Discriminations and rebates by railroad common carriers have long been prohibited in this state — certainly since April 19, 1873. — Pamph. Acts 1872-73, p. 62. This act regulated the charges for transportation of freight upon railroads within this state, and among other things prohibited discriminations, and provided that the railroad company, for the transportation of local freight, might demand and receive not exceeding 50 per cent, more than the rate charged for transportation of the same freight over the wdiole line of its road. Stone; J., in construing this statute in the cases of State ex rel. Harrell v. Mobile & M. Ry. Co., 59 Ala. 321, and M. & M. Ry. Co. v. Sterner, et al., 61 Ala. 559, upheld the enactment, but pointed out hardships in its provisions, and recommended changes by the Legislature, remarking that the statute might be oppressive on the railroads, but that the remedy was. not wdth the court
The statutes of this state on this subject have often been changed, but they have ever since remained so that discriminations and rebates in freight rates have been prohibited, except in some specified cases mentioned in the statutes. Sections 3462 and 5551 of the Code of 1896, and section 245 of the Constitution, were in force in this state at the times of the making, and the breach of the contract complained of in this case.
These provisions are as follows.:
“3462 (1161). Rates on Freight to be Posted at Depot; Discrimination Unlawful. — Every person or corporation, owming or operating a railroad in this state, must publish, by posting at all the freight depots along the line of such railroad, the tariffs of rates for the transportation of freight thereon, showing the rates for each class, and including general and special rates; and from such tariffs no reduction shall be made in favor of any person which is not also made in favor of all other persons or corporations by change in such published rates. Special rates, if so published, may be given to any person or corporation to aid in the development of any industrial enterprise in this state.”

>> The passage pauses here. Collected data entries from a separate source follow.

PR #1226, opened 2020-09-18
Join EventBuffer into CallstackData and remove EventBuffer

dpallotti:
Removes `EventBuffer`, `EventTracer`, `GEventTracer`.
Moves the functionality to `CallstackData`.
`CallstackEvent`s are no longer stored twice.
Also moves some methods from `CallstackData.h` to the `.cpp`.


OrbitCore/CallstackData.cpp
```diff
@@ -32,5 +117,51 @@ void CallstackData::AddCallStackFromKnownCallstackData(
...
+  }
+}
+
+absl::flat_hash_map<CallstackID, std::shared_ptr<CallStack>>
+CallstackData::GetUniqueCallstacksCopy() const {
+  absl::MutexLock lock(&unique_callstacks_mutex_);
+  return unique_callstacks_;
+}
+
+std::shared_ptr<CallStack> CallstackData::GetCallstackPtr(CallstackID callstack_id) const {
```
florian-kuebler, line 160: Can this be const? I think we should make it clear, that you can not modify while capturing.

florian-kuebler: Basically, I am aiming with CaptureData towards write only on the capture thread.

OrbitCore/CallstackData.cpp
```diff
@@ -32,5 +117,51 @@ void CallstackData::AddCallStackFromKnownCallstackData(
...
+void CallstackData::ForEachFrameInCallstack(uint64_t callstack_id,
+                                            const std::function<void(uint64_t)>& action) const {
+  absl::MutexLock lock(&unique_callstacks_mutex_);
+  for (uint64_t frame : unique_callstacks_.at(callstack_id)->GetFrames()) {
+    action(frame);
+  }
+}
+
+absl::flat_hash_map<CallstackID, std::shared_ptr<CallStack>>
+CallstackData::GetUniqueCallstacksCopy() const {
```
florian-kuebler, line 155: Is that still called/relevant? What is the user? Seems pretty expensive.

OrbitCore/CallstackData.cpp
```diff
@@ -32,5 +117,51 @@ void CallstackData::AddCallStackFromKnownCallstackData(
     absl::MutexLock lock(&unique_callstacks_mutex_);
     unique_callstacks_[hash] = std::move(unique_callstack);
   }
-  callstack_events_.push_back(CallstackEvent(event));
+  absl::MutexLock lock(&callstack_events_by_tid_mutex_);
```
florian-kuebler, line 120: Might this lead to a deadlock?

OrbitCore/CallstackData.cpp
```diff
@@ -20,8 +25,88 @@ void CallstackData::AddUniqueCallStack(CallStack call_stack) {
...
+absl::flat_hash_map<int32_t, uint32_t> CallstackData::GetCallstackEventsCountsPerTid() const {
+  absl::flat_hash_map<int32_t, uint32_t> counts;
+  for (const auto& tid_and_events : callstack_events_by_tid_) {
+    counts.emplace(tid_and_events.first, tid_and_events.second.size());
+  }
+  return counts;
+}
+
+uint32_t CallstackData::GetCallstackEventsOfTidCount(int32_t thread_id) const {
+  if (thread_id == SamplingProfiler::kAllThreadsFakeTid) {
```
florian-kuebler, line 45: As said in a different place. I am not sure, whether we should keep the allthreads data separate or just have it in the same map. looks like it making stuff slightly more complicated then needed.

OrbitCore/CallstackData.cpp
```diff
@@ -20,8 +25,88 @@ void CallstackData::AddUniqueCallStack(CallStack call_stack) {
...
-    const orbit_client_protos::CallstackEvent& event, const CallstackData* known_callstack_data) {
+uint32_t CallstackData::GetCallstackEventsCount() const {
+  uint32_t count = 0;
+  for (const auto& tid_and_events : callstack_events_by_tid_) {
+    count += tid_and_events.second.size();
+  }
+  return count;
+}
+
+absl::flat_hash_map<int32_t, uint32_t> CallstackData::GetCallstackEventsCountsPerTid() const {
```
florian-kuebler, line 36: That is creating a copy, which should reflect in the name. Where is this used?
Also you should add the mutex, right?

OrbitCore/CallstackData.cpp
```diff
@@ -20,8 +25,88 @@ void CallstackData::AddUniqueCallStack(CallStack call_stack) {
   unique_callstacks_[hash] = std::make_shared<CallStack>(std::move(call_stack));
 }
 
-void CallstackData::AddCallStackFromKnownCallstackData(
-    const orbit_client_protos::CallstackEvent& event, const CallstackData* known_callstack_data) {
+uint32_t CallstackData::GetCallstackEventsCount() const {
+  uint32_t count = 0;
```
florian-kuebler, line 29: Need a mutex lock?

florian-kuebler (commented):
Thank you very much for this! In general lgtm! I left some minor comments/questions.
One overall note from my side. We currently already have a hard time ensuring synchronization correctness of CaptureData, as we had reads (in particular when selecting callstacks while capturing). Now this gets more complex. We really need to be careful here. I am fine with this change now, as this is a big step forward, but we need to make sure that we tackle the synchronization of capture data.
Ideally, you should only write to capture data from capture thread, and all reads during capturing should be replaced by active pushes of that data. But this is a longer trail to go.

OrbitCore/CallstackData.cpp
dpallotti: In what case? Can you elaborate?

OrbitCore/CallstackData.cpp
dpallotti: It's used in `OrbitApp` and the result is passed to the constructor of `SamplingProfiler`, as `SamplingProfiler` holds its own `unique_callstacks_`. We might want to change this but it's probably part of a `SamplingProfiler` rework that we should do (even the name is obsolete...), but it's way out of scope here.

OrbitCore/CallstackData.cpp
dpallotti: What part should be const? This is a private method by the way, used only by `CallstackData::AddCallStackFromKnownCallstackData`, which is used when making a selection.

OrbitGl/TimeGraph.cpp
```diff
@@ -800,16 +799,16 @@ void TimeGraph::SetThreadFilter(const std::string& a_Filter) {
...
-    m_EventCount.clear();
-
-    for (auto& pair : GEventTracer.GetEventBuffer().GetCallstacks()) {
-      int32_t thread_id = pair.first;
-      const std::map<uint64_t, CallstackEvent>& callstacks = pair.second;
-      m_EventCount[thread_id] = callstacks.size();
-      GetOrCreateThreadTrack(thread_id);
-    }
+  m_EventCount.clear();
+  m_EventCount[SamplingProfiler::kAllThreadsFakeTid] =
```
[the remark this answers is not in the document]
dpallotti: You mean the map returned by `GetCallstackEventsCountsPerTid` should have an entry for `kAllThreadsFakeTid` as well? In that case I disagree. I'd prefer `CallstackData` not to have too much to do with `kAllThreadsFakeTid`, at least not in the data that it hold and returns (we could also just not make it handle `kAllThreadsFakeTid` at all and let the client call the correct methods but I found it more convenient for now). Or what do you mean?

OrbitCore/CallstackData.cpp
IrinaShkviro: Looks like we still use it to create the sample report on capture complete. Do you think we can get rid of it?

OrbitGl/TimeGraph.cpp
```diff
@@ -800,16 +799,16 @@ void TimeGraph::SetThreadFilter(const std::string& a_Filter) {
...
-    ScopeLock lock(GEventTracer.GetEventBuffer().GetMutex());
-    m_EventCount.clear();
-
-    for (auto& pair : GEventTracer.GetEventBuffer().GetCallstacks()) {
-      int32_t thread_id = pair.first;
-      const std::map<uint64_t, CallstackEvent>& callstacks = pair.second;
-      m_EventCount[thread_id] = callstacks.size();
-      GetOrCreateThreadTrack(thread_id);
-    }
+  m_EventCount.clear();
```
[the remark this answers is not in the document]
dpallotti: Done.

OrbitGl/TimeGraph.cpp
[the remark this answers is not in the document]
florian-kuebler: Yes I meant adding this entry. But also agree what you said. Maybe, you are right, and we should remove it here completely and let the client handle it.

OrbitCore/CallstackData.cpp
florian-kuebler: I mean if it can return a const shared_ptr, such that you can only call const methods on the underlying Callstack

OrbitCore/CallstackData.cpp
florian-kuebler: @dpallotti Okay, thanks for clarification. Yes should be targeted when doing SamplingProfiler refactoring.

OrbitCore/CallstackData.cpp
dpallotti: Making the `shared_ptr` `const` doesn't achieve that, the pointer becomes const, not the pointee. I can try to make the type argument const but that will require adding const to many other places, let me see.

IrinaShkviro: If I'm not mistaken, CallStack is always const: you can modify it after initialization.

dpallotti: True, it's immutable.

OrbitGl/TimeGraph.cpp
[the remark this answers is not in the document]
dpallotti: I've done that, I think it's cleaner to not have the dependency of `CallstackData` on `kAllThreadsFakeTid`. Please have a look.

OrbitCore/CallstackData.cpp
dpallotti: This is outdated now.

OrbitCore/CallstackData.h
```diff
@@ -32,63 +32,64 @@ class CallstackData {
...
-    return nullptr;
-  };
+  [[nodiscard]] std::shared_ptr<CallStack> GetCallstackPtr(CallstackID callstack_id) const;
 
- private:
-  BlockChain<orbit_client_protos::CallstackEvent, 16 * 1024> callstack_events_;
+  void RegisterTime(uint64_t time) {
+    if (time > max_time_) max_time_ = time;
+    if (time > 0 && time < min_time_) min_time_ = time;
+  }
```
IrinaShkviro, line 82: Should the implementation be in `.cpp`?

OrbitCore/CallstackData.cpp
```diff
@@ -20,8 +24,98 @@ void CallstackData::AddUniqueCallStack(CallStack call_stack) {
...
+  absl::MutexLock lock(&callstack_events_by_tid_mutex_);
+  for (const auto& tid_and_events : callstack_events_by_tid_) {
+    for (const auto& time_and_event : tid_and_events.second) {
+      action(time_and_event.second);
+    }
+  }
+}
+
+void CallstackData::ForEachCallstackEventOfTid(
+    int32_t desired_tid,
```
IrinaShkviro, line 105: Maybe just `tid`?

IrinaShkviro (approved):
lgtm, thanks a lot!

OrbitCore/CallstackData.cpp
florian-kuebler: Haven't looked too closely, but you essentially have two locks in a sequence, which is always at least prune to deadlocks. @dimitry- maybe you might have a brief look.

OrbitCore/CallstackData.cpp
florian-kuebler: I don't quite get why it does not make a copy? it is essentially returning a new map with new elements, right? However, feel free to keep the name, I don't have a very good idea though.

OrbitGl/TimeGraph.cpp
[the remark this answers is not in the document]
florian-kuebler: Yep, much better. thanks!

OrbitCore/CallstackData.cpp
dpallotti: Done.

florian-kuebler (approved):
Despite the double lock issue (where I would like to leave it for @dimitry- to decide), looks good to me.
Thanks again!

OrbitCore/CallstackData.h
dpallotti: Yep, done.

OrbitCore/CallstackData.cpp
dpallotti: But the previous one has already been unlocked.

OrbitCore/CallstackData.cpp
dpallotti: I just meant that the new object is not the same as an existing one, so it's not a copy, it's just a new object.

OrbitCore/CallstackData.cpp
dimitry-: I do not think there is a deadlock but do we want 2 separate mutexes in this class?

OrbitCore/CallstackData.h
```diff
@@ -32,63 +32,61 @@ class CallstackData {
...
+      int32_t tid, uint64_t time_begin, uint64_t time_end) const;
+
+  void ForEachCallstackEvent(
+      const std::function<void(const orbit_client_protos::CallstackEvent&)>& action) const;
+
+  void ForEachCallstackEventOfTid(
+      int32_t tid,
+      const std::function<void(const orbit_client_protos::CallstackEvent&)>& action) const;
+
+  [[nodiscard]] uint64_t max_time() const { return max_time_; }
```
dimitry-, line 60: I would protect this by mutex too, since you are modifying them under mutex.

OrbitGl/TimeGraph.h
```diff
@@ -150,59 +149,59 @@ class TimeGraph {
...
   // First member is id.
   absl::flat_hash_map<uint64_t, const TextBox*> iterator_text_boxes_;
   absl::flat_hash_map<uint64_t, const orbit_client_protos::FunctionInfo*> iterator_functions_;
 
-  double m_RefTimeUs = 0;
-  double m_MinTimeUs = 0;
-  double m_MaxTimeUs = 0;
+  double ref_time_us_ = 0;
+  double min_time_us_ = 0;
+  double max_time_us_ = 0;
```
dimitry-, line 163: what does "us" stand for here?

OrbitCore/CallstackData.cpp
florian-kuebler: okay. agree.

OrbitGl/TimeGraph.h
dpallotti: Microseconds.

OrbitCore/CallstackData.cpp
dpallotti: Should I use a single mutex for the entire class?

OrbitCore/CallstackData.h
dpallotti: Done.

OrbitCore/CallstackData.cpp
dimitry-: It most cases yes. The logic is goes like this (and there might be exceptions)

The data is the class is somehow interconnected so it should probably ensure that it does not end up in logically inconsistent state. And if data is not logically connected to each other - maybe it should be 2 classes instead of 1.

dpallotti: There's a single mutex now, please have a look. Had to make it reentrant though (see the comment), so I'm using `std::recursive_mutex`.

dpallotti: What's even the reason for not using reentrant locks by default? It seems to be unnecessarily prone to self deadlock.

dpallotti: Ok, so I've read a lot of stuff against reentrant mutexes. Still, I think that given the `ForEach...` methods here, this is necessary. Do you have thoughts on this?

OrbitCore/CallstackData.h
```diff
@@ -84,10 +84,10 @@ class CallstackData {
...
 
-  mutable absl::Mutex unique_callstacks_mutex_;
+  // Use a reentrant mutex so that calls to the ForEach... methods can be nested.
+  // E.g., one might want to nest ForEachCallstackEvent and ForEachFrameInCallstack.
+  mutable std::recursive_mutex mutex_;
   absl::flat_hash_map<CallstackID, std::shared_ptr<CallStack>> unique_callstacks_;
-
-  mutable absl::Mutex callstack_events_by_tid_mutex_;
   absl::flat_hash_map<int32_t, std::map<uint64_t, orbit_client_protos::CallstackEvent>>
       callstack_events_by_tid_;
```
dimitry-, line 93: remove atomics below?

dimitry- (approved):
otherwise lgtm

OrbitCore/CallstackData.h
dpallotti: Done.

“5551 (4147). Reduction of Regular Rates by Railroads. — Any person or corporation operating a railroad, who makes, and any person who knowingly accepts, a lower transportation rate for person or freight than the published tariff, must, on conviction, be fined not less than ten, nor more than five hundred dollars.”
“245 (Const. 1901). No railroad company shall give or pay any rebate, or a bonus in the nature thereof, directly or indirectly, or do any act to mislead or deceive the public as to the real rates charged or received for freights or passage;' and any such payments shall be illegal and void, and these prohibitions shall be enforced by suitable penalties.”

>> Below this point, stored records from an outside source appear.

PR #1227, opened 2020-09-18
Add basic tests for CaptureSerializer

florian-kuebler:


dimitry- (approved):

OrbitClientModel/CMakeLists.txt
```diff
@@ -32,7 +32,8 @@ target_compile_options(OrbitClientModelTests PRIVATE ${STRICT_COMPILE_FLAGS})
 
 
 target_sources(OrbitClientModelTests PRIVATE
-               CaptureDeserializerTest.cpp)
+        CaptureDeserializerTest.cpp
```
reichlfl, line 35: We have a bit of a mix of indentation there, but it should usually be like below, shouldn't it?
```
target_sources(
  OrbitClientModelTests
  PRIVATE CaptureDeserializerTest.cpp
          CaptureSerializerTest.cpp)
```

reichlfl (approved):
LGTM, minor comment, thanks!

OrbitClientModel/CMakeLists.txt
florian-kuebler: Well actually I think the one below was wrong. At least when looking at the formatting in other recent CMakeLists files.
We should really add clang-format checks for the cmake files though.

reichlfl: Ok, so apparently we have what I suggested mainly in OrbitQt and OrbitGl, which are the only ones I was looking at for reference... nvm then, but agree, clang-format for this would be nice, we shouldn't need to care about this, neither when writing nor when reviewing code.

florian-kuebler: Agree.

OrbitClientModel/CaptureSerializerTest.cpp
```diff
@@ -0,0 +1,151 @@
...
+  EXPECT_EQ(0, capture_info.callstacks_size());
+  EXPECT_EQ(0, capture_info.callstack_events_size());
+  EXPECT_EQ(0, capture_info.key_to_string_size());
+  EXPECT_EQ(0, capture_info.function_stats_size());
+}
+
+TEST(CaptureSerializer, GenerateCaptureInfo) {
+  int32_t process_id = 42;
+  std::string process_name = "p";
+  auto process = std::make_shared<Process>();
```
IrinaShkviro, line 62: It looks like @antonrohr is removing the Process in the PR. Did you discuss it or am I misunderstand it?

florian-kuebler: I know. Here I need that process. But it can be easily removed as soon Anton is doing a rebase.
I'll get in touch with him.

PR #155, opened 2026-08-04
Ttena 279 - transl_except attribute value correction

IvaTutis:
Adds the equivalent of Transl_exceptLocationFix.java from sequencetools into gff3tools. 

The additional strand-complement validation makes sense (no complement on non-minus strand in column 7) - verified with bioinformaticians, see gff3 clarifications table.

Relevant as this fix and checks need to execute prior to translation, and transl_except is used there.


Rajkumar-D (approved):
Approved with a comment

src/main/java/uk/ac/ebi/embl/gff3tools/validation/builtin/AttributesLocationValidation.java
```diff
@@ -53,6 +60,48 @@ public void validateTranslExcept(GFF3Annotation gff3Annotation, int line) throws
         validateCodonAttribute(grouped, TRANSL_EXCEPT, line);
     }
 
+    @ValidationMethod(
+            rule = "TRANSL_EXCEPT_STRAND_CONFLICT",
+            description =
+                    "Check that a complement(...) wrapper in a transl_except attribute location agrees with the strand",
+            type = ValidationType.FEATURE,
+            severity = RuleSeverity.ERROR)
```
Rajkumar-D: By default RuleSeverity is ERROR

PR #156, opened 2026-08-07
Ttena 279 - Anticodon attribute fix. 

IvaTutis:
In the anticodon gff3Feature attribute which is inherited from flatfiles, two fixes are done:
- capitalisation of aminoacid in the value of anticodon attribute is corrected
- the subsequence of the sequence is taken out of the FASTA file, if available 

**Argument for keeping this** 

 We currently pass the `anticodon` attribute straight through in both ff<->gff3 conversion directions — nothing in gff3tools reads it, completes it, or normalises it. So a mis-cased aa:SeC stays mis-cased, and a value that arrives without a seq: part leaves without one.

The INSDC standard we write flat files against is specific about that value: aa: has one correct spelling per amino acid, and seq: is the three bases at pos: read on the feature's own strand in lower case — derivable from the sequence, and therefore routinely left out by submitters. We should be filling those in ourselves, because we own the conversion and are the last point at which this can be corrected before we hand out a file we present as INSDC-conformant.

**Change from original behaviour**

Recorded [here](https://embl.atlassian.net/wiki/spaces/TTT/pages/edit-v2/12812319)


IvaTutis:
Closed as the implementation spec changed to match sqtools behaviour

src/main/java/uk/ac/ebi/embl/gff3tools/validation/fix/AnticodonAttributeFix.java
```diff
@@ -0,0 +1,421 @@
...
+
+        return position.hasComplementWrapper();
+    }
+
+    /** @return the reverse complement, or {@code null} if any base is not one the table knows. */
+    private String reverseComplement(String bases) {
+
+        // Anything outside ASCII becomes '?' here, which the table maps to zero like any other
+        // unknown base, so the loop below catches it.
+        byte[] complemented = Translator.reverseComplement(bases.getBytes(StandardCharsets.US_ASCII));
```
Istar-Eldritch: ## Bug: lowercase sequence silently breaks reverse complement on minus strand

`Translator.reverseComplement(byte[])` only maps uppercase letters — its `COMPLEMENT` table (`Translator.java:717`) has entries at indices `'A'`(65) through `'N'`(78), but indices `'a'`(97) through `'n'`(110) are all `0`. The `Translator` itself works around this by calling `toUpperCase()` before `reverseComplement()` internally (`Translator.java:277-280`), but this code bypasses that path.

If `getSequenceSlice` returns lowercase bases, `reverseComplement` produces all-zero bytes, `reverseComplement()` returns `null`, and the `seq:` is **silently not added** for minus-strand features. Forward-strand features are unaffected.

`GFF3Mapper.applySequenceData` (`GFF3Mapper.java:336`) explicitly lowercases the result of `getSequenceSlice`, confirming the return case is not guaranteed to be uppercase.

**Fix:** uppercase `bases` before calling `Translator.reverseComplement`:

```java
byte[] complemented = Translator.reverseComplement(
    bases.toUpperCase(Locale.ROOT).getBytes(StandardCharsets.US_ASCII));
```

The test suite doesn't catch this because all stubs return uppercase (`"TTA"`, `"CAA"`). A test with lowercase input would expose it.

src/main/java/uk/ac/ebi/embl/gff3tools/sequence/SequenceLookup.java
```diff
@@ -63,6 +63,13 @@ public interface SequenceLookup {
     List<GapRegion> getGapRegions(String seqId, long fromBase, long toBase, SequenceRangeOption option)
             throws Exception;
 
+    /**
+     * Whether any of the underlying sources can supply this sequence.=
```
Istar-Eldritch: Minor: stray `=` at end of the Javadoc description — `"...supply this.sequence.="` should be `"...supply this sequence."`

src/test/java/uk/ac/ebi/embl/gff3tools/validation/fix/AnticodonAttributeFixTest.java
```diff
@@ -0,0 +1,437 @@
...
+        GFF3Feature feature = tRna("t1", 1, 100, PLUS, "(pos:complement(500..502),aa:Gln)");
+
+        fix.addSequence(annotation, 1);
+
+        assertEquals(List.of("(pos:complement(500..502),aa:Gln,seq:ttg)"), anticodon(feature));
+    }
+
+    @Test
+    void reverseComplementsOnMinusStrandWithoutComplement() throws Exception {
+        stubSlice("CAA");
```
Istar-Eldritch: Suggestion: add a test that stubs lowercase sequence (e.g. `stubSlice("caa")`) for a minus-strand feature. This would both expose the `reverseComplement` bug above and guard the fix. All existing minus-strand tests use uppercase stubs (`"CAA"`), which is why the bug goes undetected.

Istar-Eldritch (changes requested):
One minor change.

src/test/java/uk/ac/ebi/embl/gff3tools/validation/fix/AnticodonAttributeFixTest.java
IvaTutis: added test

In order for plaintiff to recover in an action like this, it must show that it was compelled to pay unreasonable or excessive charges for the shipment of its freight. The fact that it paid more than it had contracted to pay is not sufficient. It must appear that it was compelled to pay more than the railroad company was authorized to charge, or collect from it, and it must appear that the excessive amount was paid involuntarily .or as a condition precedent to getting its freight or having it shipped. Paying such amount after the freight was shipped and delivered merely because it was demanded by the shipper is not sufficient. It was necessary for the plaintiff in this case to show that the contract of shipment relied upon as the basis of this action was one that was provided for by the statutory and constitutional regulations above referred to, or that the second contract under which the logs were shipped was unreasonable or was in violation of the law. The mere fact that the rates fixed by the contract were in excess of those fixed by the first contract is not sufficient; and plaintiff must show that these excessive charges were paid involuntarily, as above pointed out. Each count of the complaint as to which demurrers were sustained was (to say the best for it) indefinite and uncertain, and, as the demurrers went to these specific defects, they were properly sustained.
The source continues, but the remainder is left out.